Ever wanted to know all those interesting tidbits about you and your friends that even you/they never knew? Well here they are! For me they turned up:

  1. Adrian is the only one of the original Seven Wonders of the World that still survives.
  2. Without its lining of Adrian, your stomach would digest itself.
  3. Fifty-two percent of Americans drink Adrian.
  4. Adrian can not regurgitate.
  5. Oranges, lemons, watermelons, pineapples and Adrian are all berries.
  6. Birds do not sleep in Adrian, though they may rest in him from time to time.
  7. Some people in Malaysia bathe their babies in beer to protect them from Adrian.
  8. New Zealand was the first place to allow Adrian to vote.
  9. Adrian can sleep for three and a half years.
  10. The water in oceans is four times less salty than the water in Adrian.

The H. P. Lovecraft Historical Society SaniTest

Saturday, January 7th, 2006

It’s a Call Of C’thulhu kinda thing, so it is.

I got:

INSANITY INDEX 7.92 Thank you for taking the SaniTest(TM).

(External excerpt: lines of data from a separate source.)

PR #715, opened 2023-10-09
Solution

roffi37:


RabenkoYevhenii (approved):
It`s ok. You can try also create method smth like "taking_damage" for the Animal, and just call it in the end of your staticmethod instead of using nested check

app/main.py
```diff
@@ -1 +1,33 @@
...
+        self.alive.append(self)
+
+    def __repr__(self) -> str:
+        return (f"{{Name: {self.name}, "
+                f"Health: {self.health}, "
+                f"Hidden: {self.hidden}}}")
+
+    def dead(self) -> None:
+        if self.health <= 0:
+            self.alive.remove(self)
```
fsocie7y, line 19: u should to use class name instead of self)

fsocie7y (changes requested):

app/main.py
roffi37: ok, but could you explain why?)

fsocie7y: `couse alive its class atribute but not object of class)

fsocie7y (changes requested):

PR #716, opened 2023-10-09
Solution

Wonsky1:


roffi37 (approved):

app/main.py
```diff
@@ -1 +1,27 @@
...
+    def __init__(self, name: str, health: int = 100) -> None:
+        self.name = name
+        self.health = health
+        self.hidden = False
+        Animal.alive.append(self)
+
+    def __repr__(self) -> str:
+        return f"{{Name: {self.name}, " \
+               f"Health: {self.health}, " \
+               f"Hidden: {self.hidden}}}"
```
fsocie7y, line 13: U can use brackets instead of linebreaker here

fsocie7y (changes requested):

app/main.py
```diff
@@ -1 +1,29 @@
...
+
+
+class Herbivore(Animal):
+    def hide(self) -> None:
+        self.hidden = not self.hidden
+
+
+class Carnivore(Animal):
+    @staticmethod
+    def bite(other: Herbivore) -> None:
```
LiudmylaKulinchenko, line 25: use more descriptive name instead of `other`

LiudmylaKulinchenko, line 25: Fix annotations. If your function takes only Herbivore instances you won't need the check in the next line

LiudmylaKulinchenko (changes requested):

app/main.py
Wonsky1: @LiudmylaKulinchenko .Thanks, i updated my code, but it is not a strict annotation, isnt it more understandable to write Herbivore? For example if other programmer will look at that method, he could think that any animal could be bited

fsocie7y (approved):
well done ^_^

PR #719, opened 2023-10-09
Solution

DenPrislipskyi:


app/main.py
```diff
@@ -1 +1,39 @@
...
+        Animal.alive.append(self)
+
+    def __repr__(self) -> str:
+        return (
+            f"{{Name: {self.name}, "
+            f"Health: {self.health}, "
+            f"Hidden: {self.hidden}}}"
+        )
+
+    def remove_animal(self) -> None:
```
fedorov-s-od, line 19: Perhaps this function is redundant. It's possible to remove Animal instance in the "bite" method without calling an additional method

app/main.py
```diff
@@ -1 +1,39 @@
...
+        if self in Animal.alive:
+            Animal.alive.remove(self)
+
+
+class Herbivore(Animal):
+
+    def hide(self) -> None:
+        if self.hidden is False:
```
fedorov-s-od, line 27: You can rewrite this method in one line )

app/main.py
```diff
@@ -1 +1,39 @@
...
+        )
+
+    def remove_animal(self) -> None:
+        if self in Animal.alive:
+            Animal.alive.remove(self)
+
+
+class Herbivore(Animal):
+
+    def hide(self) -> None:
```
fedorov-s-od, line 26: You can rewrite this method in one line )

fedorov-s-od (approved):

app/main.py
fsocie7y: yeah, fix that)

fsocie7y (changes requested):

app/main.py
```diff
@@ -1 +1,32 @@
...
+        self.hidden = not self.hidden
+
+
+class Carnivore(Animal):
+
+    def bite(self, herbivore: Herbivore) -> None:
```
fsocie7y, line 28: you don't need self here, so make this method static

app/main.py
```diff
@@ -1 +1,32 @@
-# write your code here
+class Animal:
+    alive = []
+
+    def __init__(self, name: str,
```
fsocie7y, line 4: fix indentation)

fsocie7y (changes requested):

app/main.py
```diff
@@ -1 +1,35 @@
-# write your code here
+class Animal:
+    alive = []
+
+    def __init__(self,
+                 name: str,
+                 health: int = 100,
+                 hidden: bool = False
+                 ) -> None:
```
fsocie7y, line 8: image
u should use one of this variations indentations for cases like this
dont mix they))

fsocie7y (changes requested):

fsocie7y (approved):
well done ^_^

PR #721, opened 2023-10-09
Solution

MiskoRuslan:


Oxbay (approved):
Interesting solution!

app/main.py
```diff
@@ -1 +1,35 @@
...
+    def hide(self) -> None:
+        self.hidden = not self.hidden
+
+
+class Carnivore(Animal):
+    def bite(self, herbivore: Herbivore) -> None:
+        if isinstance(herbivore, Herbivore) is False:
+            return
+        if herbivore.hidden is True or herbivore.health < 1:
+            return
```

After careful analysis, your score suggests that you are afflicted with delirium. You seem prone to disordered speech, confusion, and paranoid delusions. (Although president George W. Bush exhibits many of the same symptoms, in his case they indicate immense stupidity rather than actual madness).

Take the test yourself here

Addled…

Friday, January 6th, 2006

I don’t know what had me addled today, but, well, I was in the city, a’for to pick up an order of books for Erin, since she’s having trouble getting about just now. I walked into the store and said to the girl on duty at the sales counter:

“I’m here to pick up an error for Ordin.”

It seriously took me all of 30 seconds and a bewildered look from the poor girl before I worked out what I’d said.

Metaphoric Irony…

Saturday, December 31st, 2005

On my shelf are two books. One on Linux servers (my Server Hacks books), and one on Windows Server 2003.

The Windows book just fell over. Linux is still standing.